PR #254, opened 2021-09-23
Automatic active nav item on current page

cesidio:
This is more for a discussion, I guess that if you are on the current_page you want the nav item active, cannot think of cases when you do not want that.

### DIFF
--- a/spec/components/govuk_component/header_component_spec.rb
+++ b/spec/components/govuk_component/header_component_spec.rb
@@ -1,6 +1,13 @@
 require 'spec_helper'
 
 RSpec.describe(GovukComponent::HeaderComponent, type: :component) do
+  before do
+    allow_any_instance_of(GovukComponent::HeaderComponent::NavigationItem).to(
+      receive(:request).and_return(double(ActionDispatch::Request, get?: true, path: current_page))
+    )
+  end
+
+  let(:current_page) { "/item-3" }
   let(:component_css_class) { 'govuk-header' }
 
   let(:product_name) { 'Order an amazing ID' }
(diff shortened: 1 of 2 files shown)


peteryates:
@cesidio - I think this is failing because the `current_page?` helper needs to be called in [`before_render`](https://viewcomponent.org/guide/lifecycle.html#before_render) rather than on initialize.

cesidio:
> @cesidio - I think this is failing because the `current_page?` helper needs to be called in [`before_render`](https://viewcomponent.org/guide/lifecycle.html#before_render) rather than on initialize.

@peteryates I tested it and it works fine, it's just the spec that is broken.

peteryates:
@cacquani ah I see, I just pushed a tweak that stubs the appropriate request on the NavigationItem. Feel free to force push over if you think there's a better way!

spec/components/govuk_component/header_component_spec.rb
```diff
@@ -1,6 +1,12 @@
 require 'spec_helper'
 
 RSpec.describe(GovukComponent::HeaderComponent, type: :component) do
+  before do
+    allow_any_instance_of(GovukComponent::HeaderComponent::NavigationItem).to(
+      receive(:request).and_return(double(ActionDispatch::Request, get?: true, path: "/a-path"))
+    )
+  end
```
cpjmcquillan, line 8: Can we use something like this from the [docs](https://viewcomponent.org/guide/testing.html#setting-requestpath_parameters)?

```ruby
context "when the link is the current page" do
  it "renders an active navigation item" do
    with_request_url "/a-path" do
      component = Component.new ...

      render_inline(component)

      expect(rendered_component).to have_css "active navigation item"
    end
  end
end
```

peteryates: Missed that! That's way nicer - feel free to replace my commit.

cesidio: We tried this and it led us down to a horrible route :(

We need to add more dependencies to the gem because `with_request_url` helper requires more helpers that we do not include in the gem.

peteryates: I'm happy with this approach. I had a quick go on Friday and couldn't get it working nicely. The stub approach isn't _too bad_, it's quite clear what's going on.

peteryates (approved):
This looks fine to me, seems like a sensible thing to default 👍🏽

cpjmcquillan:
Just checking, but does this definitely work? I'm surprised we don't need to delegate `current_page?` to `helpers`

cesidio:
> Just checking, but does this definitely work? I'm surprised we don't need to delegate `current_page?` to `helpers`

I just double checked and yes it works! Not sure why we do not need to delegate `current_page?` to `helpers`

cpjmcquillan (approved):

◆ ◆ ◆ ◆ ◆ ◆ ◆

■ Description of the task ■
Write the material out again in its entirety, exactly as shown.

■ Answer to this task ■
PR #254, opened 2021-09-23
Automatic active nav item on current page

cesidio:
This is more for a discussion, I guess that if you are on the current_page you want the nav item active, cannot think of cases when you do not want that.

### DIFF
--- a/spec/components/govuk_component/header_component_spec.rb
+++ b/spec/components/govuk_component/header_component_spec.rb
@@ -1,6 +1,13 @@
 require 'spec_helper'
 
 RSpec.describe(GovukComponent::HeaderComponent, type: :component) do
+  before do
+    allow_any_instance_of(GovukComponent::HeaderComponent::NavigationItem).to(
+      receive(:request).and_return(double(ActionDispatch::Request, get?: true, path: current_page))
+    )
+  end
+
+  let(:current_page) { "/item-3" }
   let(:component_css_class) { 'govuk-header' }
 
   let(:product_name) { 'Order an amazing ID' }
(diff shortened: 1 of 2 files shown)


peteryates:
@cesidio - I think this is failing because the `current_page?` helper needs to be called in [`before_render`](https://viewcomponent.org/guide/lifecycle.html#before_render) rather than on initialize.

cesidio:
> @cesidio - I think this is failing because the `current_page?` helper needs to be called in [`before_render`](https://viewcomponent.org/guide/lifecycle.html#before_render) rather than on initialize.

@peteryates I tested it and it works fine, it's just the spec that is broken.

peteryates:
@cacquani ah I see, I just pushed a tweak that stubs the appropriate request on the NavigationItem. Feel free to force push over if you think there's a better way!

spec/components/govuk_component/header_component_spec.rb
```diff
@@ -1,6 +1,12 @@
 require 'spec_helper'
 
 RSpec.describe(GovukComponent::HeaderComponent, type: :component) do
+  before do
+    allow_any_instance_of(GovukComponent::HeaderComponent::NavigationItem).to(
+      receive(:request).and_return(double(ActionDispatch::Request, get?: true, path: "/a-path"))
+    )
+  end
```
cpjmcquillan, line 8: Can we use something like this from the [docs](https://viewcomponent.org/guide/testing.html#setting-requestpath_parameters)?

```ruby
context "when the link is the current page" do
  it "renders an active navigation item" do
    with_request_url "/a-path" do
      component = Component.new ...

      render_inline(component)

      expect(rendered_component).to have_css "active navigation item"
    end
  end
end
```

peteryates: Missed that! That's way nicer - feel free to replace my commit.

cesidio: We tried this and it led us down to a horrible route :(

We need to add more dependencies to the gem because `with_request_url` helper requires more helpers that we do not include in the gem.

peteryates: I'm happy with this approach. I had a quick go on Friday and couldn't get it working nicely. The stub approach isn't _too bad_, it's quite clear what's going on.

peteryates (approved):
This looks fine to me, seems like a sensible thing to default 👍🏽

cpjmcquillan:
Just checking, but does this definitely work? I'm surprised we don't need to delegate `current_page?` to `helpers`

cesidio:
> Just checking, but does this definitely work? I'm surprised we don't need to delegate `current_page?` to `helpers`

I just double checked and yes it works! Not sure why we do not need to delegate `current_page?` to `helpers`

cpjmcquillan (approved):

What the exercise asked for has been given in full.